Photo : Markus Spiske

Les grandes multinationales du numérique comme Apple et Amazon ont été à plusieurs reprises impliquées dans des scandales fiscaux révélant comment ces entreprises évitent massivement le paiement d’impôts dans les pays où elles font leurs profits. Fait notable, la Commission a ordonné à Apple le reversement de 13 milliards d’euros à l’Irlande, après avoir remarqué la conclusion par l’entreprise d’un accord avec le gouvernement irlandais lui accordant un taux maximum d’impôt sur les sociétés à 1%. Ce n’est qu’un cas parmi d’autres qui illustre comment les entreprises du numérique évitent les taxes par le déménagement de leur siège social vers un pays à la fiscalité attractive ou en en construisant des structures complexes afin de rediriger leurs profits là où ils ne seront pas imposables.

Nous faisons face à un problème majeur de justice sociale, puisque ces entreprises ne contribuent pas équitablement aux revenus des pays d’où proviennent leurs profits.

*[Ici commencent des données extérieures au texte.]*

PR #256, opened 2026-09-02
Add go modernize check and fix any existing issues

kvalliyurnatt:
Adding the modernize lint rule so that any future changes that do not match the newer go standards/patterns are caught, also fixing a couple of existing things by running go fix


deployments/devel/Makefile
```diff
@@ -19,6 +19,7 @@ download:
 install-tools: download
 	@echo Installing tools from tools.go
 	@cat tools.go | grep _ | awk -F'"' '{print $$2}' | xargs -tI % go install %
+	@go install github.com/golangci/golangci-lint/v2/cmd/golangci-lint
```
tariq1890: Can we pin this to a particular version?

kvalliyurnatt: Pinned the install command to golangci-lint v2.13.2

deployments/devel/Makefile
```diff
@@ -19,6 +19,7 @@ download:
 install-tools: download
 	@echo Installing tools from tools.go
 	@cat tools.go | grep _ | awk -F'"' '{print $$2}' | xargs -tI % go install %
+	@go install github.com/golangci/golangci-lint/v2/cmd/golangci-lint@v2.13.2
```
tariq1890: Can we move the golangci-lint installation to the root Makefile instead? The version pinning of golangci-lint can be done through `versions.mk`

kvalliyurnatt: Moved golangci-lint installation to the root Makefile and pinned v2.13.2 through versions.mk. I also removed it from the development tooling module.

Makefile
```diff
@@ -50,12 +50,17 @@ goimports:
...
 		| xargs goimports -local $(MODULE) -w
 
-lint:
-	golangci-lint run ./...
-
 BIN_DIR := $(CURDIR)/bin
+GOLANGCI_LINT := $(BIN_DIR)/golangci-lint
 GO_LICENSES := $(BIN_DIR)/go-licenses
 
+$(GOLANGCI_LINT): versions.mk
```
tariq1890: Is this invocation of `versions.mk` needed here? We already include it (see L21).
```suggestion
$(GOLANGCI_LINT):
```

.golangci.yml
```diff
@@ -0,0 +1,5 @@
+version: "2"
+
+linters:
+  enable:
+    - modernize
```
rajathagasthya, line 9: Can we match linters from other repos? Okay to do in a follow up.

tariq1890: agreed, I was going to post the same comment. Doing it in a follow-up sounds good to me.

Makefile
kvalliyurnatt: The include on L21 loads the variables, while this prerequisite invalidates the generated bin/golangci-lint target when versions.mk changes. Without it, updating GOLANGCI_LINT_VERSION could leave an existing stale binary in place. This might not be an issue in CI I guess, only when run locally. I am ok to remove it, don't feel strongly about it.

.golangci.yml
kvalliyurnatt: I went ahead and included this in the existing PR

Makefile
tariq1890: In that case, maybe we are better off just declaring the golangci-lint version in the root `Makefile`?

kvalliyurnatt: done.

rajathagasthya (approved):

tariq1890 (approved):
Thanks @kvalliyurnatt !

Makefile
```diff
@@ -50,12 +50,18 @@ goimports:
 	go list -f {{.Dir}} $(MODULE)/... \
 		| xargs goimports -local $(MODULE) -w
 
-lint:
-	golangci-lint run ./...
-
 BIN_DIR := $(CURDIR)/bin
+GOLANGCI_LINT_VERSION ?= v2.13.2
```
abrarshivani, line 54: We pin golangci-lint to v2.13.2 for make lint, but the golang ci workflow still uses golangci-lint-action with version: latest. Can we pin the ci action to the same version as well, or have ci use make lint, so local and ci lint results stay consistent?

abrarshivani (approved):
LGTM. Just one comment about keeping the golangci-lint version consistent with CI.

Makefile
kvalliyurnatt: Fixed this, thanks!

Cette situation est injuste non seulement vis-à-vis des citoyens mais aussi des plus petites entreprises traditionnelles qui n’ont pas les moyens d’échapper à l’impôt. La Commission européenne estime que les entreprises du numérique sont imposées dans l’Union européenne à un taux effectif de 9,5% en moyenne contre 23,2% pour les entreprises traditionnelles. De nombreux appels à réformer le système de taxation se sont déjà élevés et des propositions sont sur la table. Mais les négociations pour une solution à échelle internationale semblent au point mort : qu’attendons-nous ?

La promesse franco-allemande

Voici au moins quelqu’un qui n’a pas pu attendre :

The French government’s announcement that as of January, it is introducing a tax for digital giants without waiting for the entire EU to adopt it first.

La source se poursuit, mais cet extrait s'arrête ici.